Other work in the early years of the new company included in 1924 a 36-seat petrol-fuelled rail vehicle for the Derwent Valley Light Railway. It was based on two Ford Model T chassis fitted with flanged steel tyres and coupled back-to-back, this rail minibus or petrol multiple unit seated 18 in each carriage and was driven from one end only, the rearward-facing car running in neutral gear with the engine switched off. When worked coupled fuel consumption was stated to be 14.33 mpg and if one unit was run the even more efficient figure of 17.55 mpg was obtained. It was not enough to maintain passenger operations on the line however, and the units were exported in 1926 to the County Donegal Railways Joint Committee (CDR) in northwestern Ireland who converted them to 3 ft gauge, lowering the bodies in the process. The CDR thus became the first railway in Ireland to use internal combustion engines and by the time of closure ran all passenger services and a number of freights using Gardner-powered diesel units.

By 1925 Roe were receiving orders directly from municipal bus companies, many of them previous customers for sub-contracted bodies, Mr Roe's approachability during body construction may have played a part in this, letters from general managers of the time thank C.H. Roe for his enabling inspection of bodies in-build. Among municipals taking Roe bodies by this time were Ramsbottom, Rotherham, Northampton, Doncaster, Leeds, Oldham, Bradford and the Teesside Railless Board, most of whom would continue to be Roe customers for a long time; chassis included Bristol, Guy, Thornycroft and AEC. The first double-deck motorbuses were for Doncaster in 1925 on AEC, a year later Roe were building 30 ft-long six wheeled double-decks for Oldham on Guy chassis. Unlike Londonat the time all of Roe's double-deck customers specified closed-tops on the upper deck.
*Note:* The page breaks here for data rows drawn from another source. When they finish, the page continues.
PR #1583, opened 2023-06-25
Fix: missing semantic css classes and html elements

0xAnansi:
Now all pages have a main and aside element when a sidebar is present to facilitate custom theming. This does not impact the default behavior of the front.

~~Note: removed `ref={this.mainContentRef}` from the div element since it was flagged as an error, can't see  any impact but I don't know what it does in the first place.~~

### DIFF
--- a/src/shared/components/community/community.tsx
+++ b/src/shared/components/community/community.tsx
@@ -22,7 +22,7 @@ import {
 } from "@utils/helpers";
 import type { QueryParams } from "@utils/types";
 import { RouteDataResponse } from "@utils/types";
-import { Component, linkEvent } from "inferno";
+import { Component, RefObject, createRef, linkEvent } from "inferno";
 import { RouteComponentProps } from "inferno-router/dist/Route";
 import {
   AddAdmin,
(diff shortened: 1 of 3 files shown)


src/shared/components/community/community.tsx
```diff
@@ -22,7 +22,7 @@ import {
 } from "@utils/helpers";
 import type { QueryParams } from "@utils/types";
 import { RouteDataResponse } from "@utils/types";
-import { Component, linkEvent } from "inferno";
+import { Component, RefObject, createRef, linkEvent } from "inferno";
```
jsit, line 25: I'm not sure why this additional `ref` stuff is necessary?

jsit (changes requested):

src/shared/components/community/community.tsx
0xAnansi: This was set in the app component for this page, so had to move it in this component to be able to link it in the "main" element that was moved from app to community.
This can only be set on main elements for some reason, or it will be considered an error.

This is used for the "skip to main content" feature.

dessalines (approved):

In 1926 Straker-Squire finally folded and Roe stored uncompleted vehicles for Clough, Smith prior to a new arrangement which saw their electrical equipment fitted to Karrier chassis. Also at this time Roe started building enclosed, or saloon, coaches which were often fitted to chassis which had previously carried charabanc bodies, Roe having a surplus of second-hand charabanc bodies by 1925. Two further debentures were called for, but this time it wasn't to keep the business going, but to fund the expansion of the premises.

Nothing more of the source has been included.